TASK TO COMPLETE
Among the records that follow, find each line holding the word "generateJavaScript" and copy it.

──────── MATERIAL FOR THE TASK ────────

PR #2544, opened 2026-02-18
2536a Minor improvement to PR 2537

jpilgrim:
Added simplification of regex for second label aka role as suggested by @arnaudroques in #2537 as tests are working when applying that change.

────────
──────── MATERIAL FOR THE TASK ────────

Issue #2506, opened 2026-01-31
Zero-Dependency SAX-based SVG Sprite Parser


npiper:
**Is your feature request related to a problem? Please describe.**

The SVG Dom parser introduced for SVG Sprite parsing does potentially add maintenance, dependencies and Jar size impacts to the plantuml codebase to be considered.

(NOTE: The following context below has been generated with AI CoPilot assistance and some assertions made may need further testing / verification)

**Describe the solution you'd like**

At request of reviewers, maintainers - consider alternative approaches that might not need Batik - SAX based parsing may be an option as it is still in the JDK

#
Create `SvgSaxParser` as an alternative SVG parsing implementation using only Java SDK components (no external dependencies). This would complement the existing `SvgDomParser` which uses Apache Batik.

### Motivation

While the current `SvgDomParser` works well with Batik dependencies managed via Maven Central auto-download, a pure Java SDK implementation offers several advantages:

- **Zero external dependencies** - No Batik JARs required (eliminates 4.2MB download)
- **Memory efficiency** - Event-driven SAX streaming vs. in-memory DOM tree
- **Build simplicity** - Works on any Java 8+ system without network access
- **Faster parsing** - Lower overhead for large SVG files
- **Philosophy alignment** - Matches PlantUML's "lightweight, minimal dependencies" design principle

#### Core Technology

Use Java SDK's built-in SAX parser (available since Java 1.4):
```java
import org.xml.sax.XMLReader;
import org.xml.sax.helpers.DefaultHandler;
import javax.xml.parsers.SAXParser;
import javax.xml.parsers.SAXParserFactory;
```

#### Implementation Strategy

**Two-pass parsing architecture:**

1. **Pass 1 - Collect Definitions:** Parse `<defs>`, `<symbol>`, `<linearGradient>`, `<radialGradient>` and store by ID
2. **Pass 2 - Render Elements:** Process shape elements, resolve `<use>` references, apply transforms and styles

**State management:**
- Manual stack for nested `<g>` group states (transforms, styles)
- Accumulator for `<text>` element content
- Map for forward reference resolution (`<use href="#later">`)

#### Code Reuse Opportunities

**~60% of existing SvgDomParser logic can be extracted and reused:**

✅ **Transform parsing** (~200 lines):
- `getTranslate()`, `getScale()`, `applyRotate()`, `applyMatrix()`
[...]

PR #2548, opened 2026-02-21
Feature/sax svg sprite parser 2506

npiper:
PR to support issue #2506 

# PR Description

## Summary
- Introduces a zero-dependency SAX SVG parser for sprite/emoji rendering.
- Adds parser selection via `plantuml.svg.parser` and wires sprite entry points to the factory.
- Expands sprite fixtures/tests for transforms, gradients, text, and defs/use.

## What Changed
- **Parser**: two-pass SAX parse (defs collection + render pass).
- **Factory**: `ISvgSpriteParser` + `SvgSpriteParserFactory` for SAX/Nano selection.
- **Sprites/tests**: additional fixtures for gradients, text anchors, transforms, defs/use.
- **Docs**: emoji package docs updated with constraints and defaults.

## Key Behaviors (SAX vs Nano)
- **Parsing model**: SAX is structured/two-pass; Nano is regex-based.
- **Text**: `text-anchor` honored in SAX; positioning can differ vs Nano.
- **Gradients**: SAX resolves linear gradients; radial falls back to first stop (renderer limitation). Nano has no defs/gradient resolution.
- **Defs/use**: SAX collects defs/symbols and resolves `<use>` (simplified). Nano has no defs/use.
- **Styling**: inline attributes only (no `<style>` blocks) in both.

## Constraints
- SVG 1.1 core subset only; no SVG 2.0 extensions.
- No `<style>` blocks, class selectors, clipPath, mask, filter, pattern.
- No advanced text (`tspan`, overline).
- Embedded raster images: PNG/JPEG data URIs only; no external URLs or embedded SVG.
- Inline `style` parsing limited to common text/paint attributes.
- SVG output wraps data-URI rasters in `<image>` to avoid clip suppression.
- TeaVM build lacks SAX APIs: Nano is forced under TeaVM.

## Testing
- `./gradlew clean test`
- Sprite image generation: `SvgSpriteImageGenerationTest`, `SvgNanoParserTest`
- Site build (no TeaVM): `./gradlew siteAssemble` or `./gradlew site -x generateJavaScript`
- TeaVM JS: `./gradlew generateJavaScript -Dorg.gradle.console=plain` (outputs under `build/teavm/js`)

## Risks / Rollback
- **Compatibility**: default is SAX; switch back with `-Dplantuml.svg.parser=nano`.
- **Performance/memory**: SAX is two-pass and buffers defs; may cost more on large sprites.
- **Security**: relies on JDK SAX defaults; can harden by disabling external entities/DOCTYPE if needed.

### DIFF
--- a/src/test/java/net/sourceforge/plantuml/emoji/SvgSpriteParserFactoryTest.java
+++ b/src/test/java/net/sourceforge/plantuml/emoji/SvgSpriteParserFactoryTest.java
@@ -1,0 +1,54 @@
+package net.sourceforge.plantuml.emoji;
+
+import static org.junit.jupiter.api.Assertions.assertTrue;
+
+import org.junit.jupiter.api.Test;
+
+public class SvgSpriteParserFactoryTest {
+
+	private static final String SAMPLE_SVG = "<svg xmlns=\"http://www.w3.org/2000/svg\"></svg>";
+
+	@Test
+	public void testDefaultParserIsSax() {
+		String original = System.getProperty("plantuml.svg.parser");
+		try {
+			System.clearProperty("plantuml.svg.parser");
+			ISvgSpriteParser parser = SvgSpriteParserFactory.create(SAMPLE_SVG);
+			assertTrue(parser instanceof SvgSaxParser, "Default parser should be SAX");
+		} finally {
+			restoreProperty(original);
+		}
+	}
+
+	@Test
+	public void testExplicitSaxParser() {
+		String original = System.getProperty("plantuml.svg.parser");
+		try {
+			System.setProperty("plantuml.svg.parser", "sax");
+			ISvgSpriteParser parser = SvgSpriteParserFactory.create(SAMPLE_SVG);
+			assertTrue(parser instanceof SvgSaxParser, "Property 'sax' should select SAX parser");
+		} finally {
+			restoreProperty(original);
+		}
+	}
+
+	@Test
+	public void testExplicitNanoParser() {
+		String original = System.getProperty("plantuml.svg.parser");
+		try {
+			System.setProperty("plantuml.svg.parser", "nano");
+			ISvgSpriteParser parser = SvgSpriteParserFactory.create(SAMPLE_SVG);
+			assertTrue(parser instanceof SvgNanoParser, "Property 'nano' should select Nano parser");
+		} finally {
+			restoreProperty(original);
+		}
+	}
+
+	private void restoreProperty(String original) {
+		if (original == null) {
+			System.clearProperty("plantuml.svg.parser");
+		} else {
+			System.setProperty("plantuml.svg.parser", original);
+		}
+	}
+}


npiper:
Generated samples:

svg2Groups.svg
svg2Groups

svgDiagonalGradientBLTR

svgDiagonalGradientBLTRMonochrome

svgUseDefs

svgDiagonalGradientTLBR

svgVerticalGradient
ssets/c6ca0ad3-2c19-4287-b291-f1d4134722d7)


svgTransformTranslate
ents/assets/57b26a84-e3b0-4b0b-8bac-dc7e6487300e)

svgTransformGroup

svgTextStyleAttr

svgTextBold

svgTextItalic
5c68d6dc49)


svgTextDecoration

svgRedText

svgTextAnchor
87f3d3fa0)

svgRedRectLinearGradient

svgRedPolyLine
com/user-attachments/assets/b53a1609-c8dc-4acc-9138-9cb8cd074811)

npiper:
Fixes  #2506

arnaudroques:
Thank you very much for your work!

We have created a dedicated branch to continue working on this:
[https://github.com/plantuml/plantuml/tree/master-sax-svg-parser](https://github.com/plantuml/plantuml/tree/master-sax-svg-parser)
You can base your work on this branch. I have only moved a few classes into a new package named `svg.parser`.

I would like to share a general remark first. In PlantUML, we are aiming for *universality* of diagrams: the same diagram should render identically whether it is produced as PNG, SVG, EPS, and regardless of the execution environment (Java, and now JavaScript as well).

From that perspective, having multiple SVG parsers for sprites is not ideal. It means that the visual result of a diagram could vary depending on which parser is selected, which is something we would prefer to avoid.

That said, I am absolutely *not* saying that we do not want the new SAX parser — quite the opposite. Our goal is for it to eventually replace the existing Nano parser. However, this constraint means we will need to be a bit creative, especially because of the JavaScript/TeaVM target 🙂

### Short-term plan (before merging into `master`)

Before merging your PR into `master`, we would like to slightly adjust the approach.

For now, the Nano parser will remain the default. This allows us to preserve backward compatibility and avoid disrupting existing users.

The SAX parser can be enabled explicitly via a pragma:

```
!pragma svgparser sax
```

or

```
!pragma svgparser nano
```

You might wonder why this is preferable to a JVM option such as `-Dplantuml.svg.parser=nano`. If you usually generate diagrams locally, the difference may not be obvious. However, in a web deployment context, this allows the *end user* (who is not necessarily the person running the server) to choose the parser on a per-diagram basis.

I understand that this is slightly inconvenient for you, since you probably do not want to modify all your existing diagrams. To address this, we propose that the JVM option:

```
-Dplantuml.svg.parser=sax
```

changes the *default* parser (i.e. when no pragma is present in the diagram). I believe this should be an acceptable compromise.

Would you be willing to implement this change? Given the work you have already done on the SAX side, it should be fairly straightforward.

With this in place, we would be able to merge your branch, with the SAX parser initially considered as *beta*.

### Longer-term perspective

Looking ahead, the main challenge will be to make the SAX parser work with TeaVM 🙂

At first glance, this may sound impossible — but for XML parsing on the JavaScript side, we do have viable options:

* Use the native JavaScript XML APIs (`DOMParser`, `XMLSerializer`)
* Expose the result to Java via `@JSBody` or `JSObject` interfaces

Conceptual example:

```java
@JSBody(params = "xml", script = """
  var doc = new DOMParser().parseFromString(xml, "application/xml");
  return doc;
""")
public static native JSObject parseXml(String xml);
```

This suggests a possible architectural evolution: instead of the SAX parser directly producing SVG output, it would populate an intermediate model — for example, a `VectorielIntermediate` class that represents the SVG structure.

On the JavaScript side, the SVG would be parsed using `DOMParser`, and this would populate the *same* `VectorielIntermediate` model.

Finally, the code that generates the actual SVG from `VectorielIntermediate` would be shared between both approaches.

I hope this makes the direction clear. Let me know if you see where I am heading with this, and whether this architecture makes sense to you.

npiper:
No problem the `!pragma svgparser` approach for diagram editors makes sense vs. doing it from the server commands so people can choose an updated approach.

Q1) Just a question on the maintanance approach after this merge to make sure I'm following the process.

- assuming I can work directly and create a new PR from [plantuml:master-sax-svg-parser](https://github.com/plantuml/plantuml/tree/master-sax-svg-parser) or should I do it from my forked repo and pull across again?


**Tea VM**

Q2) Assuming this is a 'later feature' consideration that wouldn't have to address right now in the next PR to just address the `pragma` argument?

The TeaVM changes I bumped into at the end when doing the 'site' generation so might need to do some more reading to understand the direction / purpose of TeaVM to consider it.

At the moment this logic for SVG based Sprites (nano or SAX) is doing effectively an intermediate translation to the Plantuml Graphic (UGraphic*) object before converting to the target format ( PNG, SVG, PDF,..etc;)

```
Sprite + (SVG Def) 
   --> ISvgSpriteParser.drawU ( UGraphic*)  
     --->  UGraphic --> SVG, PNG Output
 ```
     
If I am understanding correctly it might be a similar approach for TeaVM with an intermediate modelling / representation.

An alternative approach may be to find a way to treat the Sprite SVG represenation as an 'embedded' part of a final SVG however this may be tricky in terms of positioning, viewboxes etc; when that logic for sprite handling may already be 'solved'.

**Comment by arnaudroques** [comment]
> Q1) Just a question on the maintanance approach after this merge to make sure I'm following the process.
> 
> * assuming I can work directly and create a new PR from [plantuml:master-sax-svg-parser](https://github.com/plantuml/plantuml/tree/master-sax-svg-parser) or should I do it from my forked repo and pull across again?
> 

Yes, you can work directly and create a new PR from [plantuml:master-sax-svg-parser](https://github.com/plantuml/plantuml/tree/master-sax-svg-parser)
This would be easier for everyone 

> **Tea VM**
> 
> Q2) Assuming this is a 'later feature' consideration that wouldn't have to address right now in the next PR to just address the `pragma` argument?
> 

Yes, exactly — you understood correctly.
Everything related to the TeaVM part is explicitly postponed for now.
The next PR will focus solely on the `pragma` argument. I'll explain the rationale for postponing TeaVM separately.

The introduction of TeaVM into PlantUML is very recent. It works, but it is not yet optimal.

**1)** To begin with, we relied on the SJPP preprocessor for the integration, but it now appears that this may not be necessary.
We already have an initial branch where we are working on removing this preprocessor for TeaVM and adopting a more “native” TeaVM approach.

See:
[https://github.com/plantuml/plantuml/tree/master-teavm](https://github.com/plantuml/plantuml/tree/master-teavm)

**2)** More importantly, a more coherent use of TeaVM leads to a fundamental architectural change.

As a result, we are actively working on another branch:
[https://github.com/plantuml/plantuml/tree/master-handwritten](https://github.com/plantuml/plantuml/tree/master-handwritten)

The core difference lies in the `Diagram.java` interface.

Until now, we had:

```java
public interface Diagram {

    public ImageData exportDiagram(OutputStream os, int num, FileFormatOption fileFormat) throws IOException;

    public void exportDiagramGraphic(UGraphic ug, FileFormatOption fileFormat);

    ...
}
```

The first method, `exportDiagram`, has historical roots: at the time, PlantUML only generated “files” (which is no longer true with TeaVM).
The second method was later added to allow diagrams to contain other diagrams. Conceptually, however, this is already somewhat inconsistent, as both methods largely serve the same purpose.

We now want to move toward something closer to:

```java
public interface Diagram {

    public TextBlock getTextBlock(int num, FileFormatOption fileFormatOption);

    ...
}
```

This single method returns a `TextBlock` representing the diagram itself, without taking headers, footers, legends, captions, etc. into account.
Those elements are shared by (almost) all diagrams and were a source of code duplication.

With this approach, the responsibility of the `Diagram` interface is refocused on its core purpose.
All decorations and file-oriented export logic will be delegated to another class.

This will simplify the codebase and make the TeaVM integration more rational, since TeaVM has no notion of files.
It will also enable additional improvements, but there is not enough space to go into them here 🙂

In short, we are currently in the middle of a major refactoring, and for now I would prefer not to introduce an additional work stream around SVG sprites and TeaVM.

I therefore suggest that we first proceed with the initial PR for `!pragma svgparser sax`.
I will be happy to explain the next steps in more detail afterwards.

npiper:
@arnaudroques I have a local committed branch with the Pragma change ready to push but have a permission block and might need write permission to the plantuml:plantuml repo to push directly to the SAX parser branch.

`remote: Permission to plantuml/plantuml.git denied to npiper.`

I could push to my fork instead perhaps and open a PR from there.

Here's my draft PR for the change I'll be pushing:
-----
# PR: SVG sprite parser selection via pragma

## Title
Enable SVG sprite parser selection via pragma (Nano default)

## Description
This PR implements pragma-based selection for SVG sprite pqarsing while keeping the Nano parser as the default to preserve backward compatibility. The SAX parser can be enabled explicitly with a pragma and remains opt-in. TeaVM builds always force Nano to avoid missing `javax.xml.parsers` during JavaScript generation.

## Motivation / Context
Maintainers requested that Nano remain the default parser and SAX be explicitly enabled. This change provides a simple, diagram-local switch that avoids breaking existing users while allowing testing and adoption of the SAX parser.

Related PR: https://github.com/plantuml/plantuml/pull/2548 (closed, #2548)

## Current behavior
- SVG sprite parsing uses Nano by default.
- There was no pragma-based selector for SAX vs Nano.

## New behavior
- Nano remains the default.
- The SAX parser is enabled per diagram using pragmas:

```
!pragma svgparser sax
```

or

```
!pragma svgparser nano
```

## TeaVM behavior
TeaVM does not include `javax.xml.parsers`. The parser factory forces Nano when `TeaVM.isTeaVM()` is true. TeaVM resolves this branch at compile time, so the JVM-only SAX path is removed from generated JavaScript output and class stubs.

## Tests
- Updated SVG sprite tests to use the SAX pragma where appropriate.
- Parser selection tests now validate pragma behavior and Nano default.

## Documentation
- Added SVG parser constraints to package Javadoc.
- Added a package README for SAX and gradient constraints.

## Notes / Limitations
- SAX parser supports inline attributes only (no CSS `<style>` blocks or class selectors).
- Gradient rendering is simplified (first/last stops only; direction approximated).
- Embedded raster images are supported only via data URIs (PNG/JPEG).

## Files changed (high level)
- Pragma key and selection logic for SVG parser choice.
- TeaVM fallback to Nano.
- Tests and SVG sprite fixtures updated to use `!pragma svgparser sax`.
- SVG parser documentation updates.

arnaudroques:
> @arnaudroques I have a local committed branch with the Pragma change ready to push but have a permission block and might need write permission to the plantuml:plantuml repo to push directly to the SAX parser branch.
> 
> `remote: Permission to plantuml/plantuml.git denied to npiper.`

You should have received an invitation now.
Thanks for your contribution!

────────

EXERCISE SOLUTION
- Site build (no TeaVM): `./gradlew siteAssemble` or `./gradlew site -x generateJavaScript`
- TeaVM JS: `./gradlew generateJavaScript -Dorg.gradle.console=plain` (outputs under `build/teavm/js`)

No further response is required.